---------- DATA EXTRACT
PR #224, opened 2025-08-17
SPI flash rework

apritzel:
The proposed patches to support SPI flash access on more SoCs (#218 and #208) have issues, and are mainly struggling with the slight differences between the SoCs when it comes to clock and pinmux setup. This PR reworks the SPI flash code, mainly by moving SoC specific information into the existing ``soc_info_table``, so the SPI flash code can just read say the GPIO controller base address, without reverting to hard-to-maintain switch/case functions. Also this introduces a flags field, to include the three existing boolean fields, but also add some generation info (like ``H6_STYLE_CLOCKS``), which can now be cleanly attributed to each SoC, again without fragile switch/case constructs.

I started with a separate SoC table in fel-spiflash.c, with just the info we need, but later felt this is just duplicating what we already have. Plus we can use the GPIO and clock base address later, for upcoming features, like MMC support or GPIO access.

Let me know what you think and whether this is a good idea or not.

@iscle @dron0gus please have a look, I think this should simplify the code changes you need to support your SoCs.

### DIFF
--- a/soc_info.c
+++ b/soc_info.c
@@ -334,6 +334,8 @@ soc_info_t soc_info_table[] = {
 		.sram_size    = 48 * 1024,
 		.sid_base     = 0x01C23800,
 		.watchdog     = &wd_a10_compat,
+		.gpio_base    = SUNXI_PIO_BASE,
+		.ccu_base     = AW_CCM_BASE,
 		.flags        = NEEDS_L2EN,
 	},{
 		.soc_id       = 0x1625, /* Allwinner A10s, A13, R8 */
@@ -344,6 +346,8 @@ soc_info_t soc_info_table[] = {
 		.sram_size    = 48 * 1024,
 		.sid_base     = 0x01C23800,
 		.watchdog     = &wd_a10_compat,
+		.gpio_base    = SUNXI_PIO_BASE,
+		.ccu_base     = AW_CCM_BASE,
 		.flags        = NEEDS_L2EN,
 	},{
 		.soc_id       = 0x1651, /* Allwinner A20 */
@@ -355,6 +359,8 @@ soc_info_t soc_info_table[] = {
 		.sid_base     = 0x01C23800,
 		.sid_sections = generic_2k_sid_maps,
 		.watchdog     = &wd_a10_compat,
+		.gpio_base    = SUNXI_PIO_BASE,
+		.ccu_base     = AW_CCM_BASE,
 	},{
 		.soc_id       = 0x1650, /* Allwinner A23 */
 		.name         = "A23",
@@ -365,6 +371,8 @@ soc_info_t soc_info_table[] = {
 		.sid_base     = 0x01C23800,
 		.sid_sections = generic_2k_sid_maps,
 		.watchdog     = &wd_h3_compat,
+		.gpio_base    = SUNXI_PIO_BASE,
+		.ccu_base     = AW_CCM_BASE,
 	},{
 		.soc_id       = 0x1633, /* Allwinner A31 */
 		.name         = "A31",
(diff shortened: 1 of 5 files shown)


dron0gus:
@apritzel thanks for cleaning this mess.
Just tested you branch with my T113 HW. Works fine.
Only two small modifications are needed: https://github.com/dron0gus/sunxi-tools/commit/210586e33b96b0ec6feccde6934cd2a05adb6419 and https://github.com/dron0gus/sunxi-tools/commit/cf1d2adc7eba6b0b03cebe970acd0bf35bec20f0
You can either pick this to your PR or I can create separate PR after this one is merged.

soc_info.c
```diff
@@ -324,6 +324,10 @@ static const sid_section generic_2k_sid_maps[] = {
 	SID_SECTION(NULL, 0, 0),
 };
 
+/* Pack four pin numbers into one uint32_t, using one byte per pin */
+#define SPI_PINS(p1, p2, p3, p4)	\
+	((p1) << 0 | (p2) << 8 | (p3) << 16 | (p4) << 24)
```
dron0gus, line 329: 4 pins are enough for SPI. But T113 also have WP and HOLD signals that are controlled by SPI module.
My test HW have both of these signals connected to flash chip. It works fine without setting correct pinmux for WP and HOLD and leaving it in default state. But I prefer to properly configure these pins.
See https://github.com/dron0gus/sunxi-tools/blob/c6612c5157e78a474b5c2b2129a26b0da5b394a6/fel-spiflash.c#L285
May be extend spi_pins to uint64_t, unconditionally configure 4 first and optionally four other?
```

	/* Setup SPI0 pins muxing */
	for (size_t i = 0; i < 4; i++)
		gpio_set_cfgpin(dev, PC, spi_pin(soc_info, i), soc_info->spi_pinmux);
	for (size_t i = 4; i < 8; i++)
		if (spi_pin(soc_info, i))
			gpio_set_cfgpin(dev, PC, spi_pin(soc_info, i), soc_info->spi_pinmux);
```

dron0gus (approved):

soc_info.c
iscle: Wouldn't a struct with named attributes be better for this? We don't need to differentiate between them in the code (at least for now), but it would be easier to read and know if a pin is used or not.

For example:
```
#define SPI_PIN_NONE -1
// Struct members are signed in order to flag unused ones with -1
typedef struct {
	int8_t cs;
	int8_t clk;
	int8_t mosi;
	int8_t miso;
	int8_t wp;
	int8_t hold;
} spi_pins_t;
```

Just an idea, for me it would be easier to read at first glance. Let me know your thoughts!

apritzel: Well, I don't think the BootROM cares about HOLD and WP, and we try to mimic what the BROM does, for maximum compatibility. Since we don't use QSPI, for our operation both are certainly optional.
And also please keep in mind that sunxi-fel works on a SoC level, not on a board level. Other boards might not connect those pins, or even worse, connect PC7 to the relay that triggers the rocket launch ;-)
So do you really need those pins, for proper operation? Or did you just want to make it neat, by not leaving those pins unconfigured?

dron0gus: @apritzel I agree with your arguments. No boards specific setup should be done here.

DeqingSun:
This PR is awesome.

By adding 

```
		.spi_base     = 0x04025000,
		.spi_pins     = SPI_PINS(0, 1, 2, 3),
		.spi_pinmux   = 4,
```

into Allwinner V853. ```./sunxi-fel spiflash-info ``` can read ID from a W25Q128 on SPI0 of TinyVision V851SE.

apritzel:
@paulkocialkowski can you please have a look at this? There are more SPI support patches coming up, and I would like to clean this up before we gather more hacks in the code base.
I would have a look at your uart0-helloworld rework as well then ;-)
--------------------
Copy every entry exactly as it is given.

PR #224, opened 2025-08-17
SPI flash rework

apritzel:
The proposed patches to support SPI flash access on more SoCs (#218 and #208) have issues, and are mainly struggling with the slight differences between the SoCs when it comes to clock and pinmux setup. This PR reworks the SPI flash code, mainly by moving SoC specific information into the existing ``soc_info_table``, so the SPI flash code can just read say the GPIO controller base address, without reverting to hard-to-maintain switch/case functions. Also this introduces a flags field, to include the three existing boolean fields, but also add some generation info (like ``H6_STYLE_CLOCKS``), which can now be cleanly attributed to each SoC, again without fragile switch/case constructs.

I started with a separate SoC table in fel-spiflash.c, with just the info we need, but later felt this is just duplicating what we already have. Plus we can use the GPIO and clock base address later, for upcoming features, like MMC support or GPIO access.

Let me know what you think and whether this is a good idea or not.

@iscle @dron0gus please have a look, I think this should simplify the code changes you need to support your SoCs.

### DIFF
--- a/soc_info.c
+++ b/soc_info.c
@@ -334,6 +334,8 @@ soc_info_t soc_info_table[] = {
 		.sram_size    = 48 * 1024,
 		.sid_base     = 0x01C23800,
 		.watchdog     = &wd_a10_compat,
+		.gpio_base    = SUNXI_PIO_BASE,
+		.ccu_base     = AW_CCM_BASE,
 		.flags        = NEEDS_L2EN,
 	},{
 		.soc_id       = 0x1625, /* Allwinner A10s, A13, R8 */
@@ -344,6 +346,8 @@ soc_info_t soc_info_table[] = {
 		.sram_size    = 48 * 1024,
 		.sid_base     = 0x01C23800,
 		.watchdog     = &wd_a10_compat,
+		.gpio_base    = SUNXI_PIO_BASE,
+		.ccu_base     = AW_CCM_BASE,
 		.flags        = NEEDS_L2EN,
 	},{
 		.soc_id       = 0x1651, /* Allwinner A20 */
@@ -355,6 +359,8 @@ soc_info_t soc_info_table[] = {
 		.sid_base     = 0x01C23800,
 		.sid_sections = generic_2k_sid_maps,
 		.watchdog     = &wd_a10_compat,
+		.gpio_base    = SUNXI_PIO_BASE,
+		.ccu_base     = AW_CCM_BASE,
 	},{
 		.soc_id       = 0x1650, /* Allwinner A23 */
 		.name         = "A23",
@@ -365,6 +371,8 @@ soc_info_t soc_info_table[] = {
 		.sid_base     = 0x01C23800,
 		.sid_sections = generic_2k_sid_maps,
 		.watchdog     = &wd_h3_compat,
+		.gpio_base    = SUNXI_PIO_BASE,
+		.ccu_base     = AW_CCM_BASE,
 	},{
 		.soc_id       = 0x1633, /* Allwinner A31 */
 		.name         = "A31",
(diff shortened: 1 of 5 files shown)


dron0gus:
@apritzel thanks for cleaning this mess.
Just tested you branch with my T113 HW. Works fine.
Only two small modifications are needed: https://github.com/dron0gus/sunxi-tools/commit/210586e33b96b0ec6feccde6934cd2a05adb6419 and https://github.com/dron0gus/sunxi-tools/commit/cf1d2adc7eba6b0b03cebe970acd0bf35bec20f0
You can either pick this to your PR or I can create separate PR after this one is merged.

soc_info.c
```diff
@@ -324,6 +324,10 @@ static const sid_section generic_2k_sid_maps[] = {
 	SID_SECTION(NULL, 0, 0),
 };
 
+/* Pack four pin numbers into one uint32_t, using one byte per pin */
+#define SPI_PINS(p1, p2, p3, p4)	\
+	((p1) << 0 | (p2) << 8 | (p3) << 16 | (p4) << 24)
```
dron0gus, line 329: 4 pins are enough for SPI. But T113 also have WP and HOLD signals that are controlled by SPI module.
My test HW have both of these signals connected to flash chip. It works fine without setting correct pinmux for WP and HOLD and leaving it in default state. But I prefer to properly configure these pins.
See https://github.com/dron0gus/sunxi-tools/blob/c6612c5157e78a474b5c2b2129a26b0da5b394a6/fel-spiflash.c#L285
May be extend spi_pins to uint64_t, unconditionally configure 4 first and optionally four other?
```

	/* Setup SPI0 pins muxing */
	for (size_t i = 0; i < 4; i++)
		gpio_set_cfgpin(dev, PC, spi_pin(soc_info, i), soc_info->spi_pinmux);
	for (size_t i = 4; i < 8; i++)
		if (spi_pin(soc_info, i))
			gpio_set_cfgpin(dev, PC, spi_pin(soc_info, i), soc_info->spi_pinmux);
```

dron0gus (approved):

soc_info.c
iscle: Wouldn't a struct with named attributes be better for this? We don't need to differentiate between them in the code (at least for now), but it would be easier to read and know if a pin is used or not.

For example:
```
#define SPI_PIN_NONE -1
// Struct members are signed in order to flag unused ones with -1
typedef struct {
	int8_t cs;
	int8_t clk;
	int8_t mosi;
	int8_t miso;
	int8_t wp;
	int8_t hold;
} spi_pins_t;
```

Just an idea, for me it would be easier to read at first glance. Let me know your thoughts!

apritzel: Well, I don't think the BootROM cares about HOLD and WP, and we try to mimic what the BROM does, for maximum compatibility. Since we don't use QSPI, for our operation both are certainly optional.
And also please keep in mind that sunxi-fel works on a SoC level, not on a board level. Other boards might not connect those pins, or even worse, connect PC7 to the relay that triggers the rocket launch ;-)
So do you really need those pins, for proper operation? Or did you just want to make it neat, by not leaving those pins unconfigured?

dron0gus: @apritzel I agree with your arguments. No boards specific setup should be done here.

DeqingSun:
This PR is awesome.

By adding 

```
		.spi_base     = 0x04025000,
		.spi_pins     = SPI_PINS(0, 1, 2, 3),
		.spi_pinmux   = 4,
```

into Allwinner V853. ```./sunxi-fel spiflash-info ``` can read ID from a W25Q128 on SPI0 of TinyVision V851SE.

apritzel:
@paulkocialkowski can you please have a look at this? There are more SPI support patches coming up, and I would like to clean this up before we gather more hacks in the code base.
I would have a look at your uart0-helloworld rework as well then ;-)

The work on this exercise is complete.